EXERCISE
For the word "share", find each line in the entries where it occurs and copy that line.

☆ ☆ ☆ ☆ ☆

PR #601, opened 2019-02-03
Remove trailing spaces from MANPREFIX path

rhssk:
Variables with trailing comments include the spaces leading up to the
comment (https://www.gnu.org/software/make/manual/make.html#Flavors)
so the corresponding install command looked like
"install -Dm644 docs/dunst.1 $(DESTDIR)/usr/share/man /man1/dunst.1"

### DIFF
--- a/config.mk
+++ b/config.mk
@@ -2,7 +2,8 @@
 PREFIX ?= /usr/local
 BINDIR ?= ${PREFIX}/bin
 DATADIR ?= ${PREFIX}/share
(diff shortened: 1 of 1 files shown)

☆ ☆ ☆ ☆ ☆

SOLUTION FOR THIS TASK
"install -Dm644 docs/dunst.1 $(DESTDIR)/usr/share/man /man1/dunst.1"
 DATADIR ?= ${PREFIX}/share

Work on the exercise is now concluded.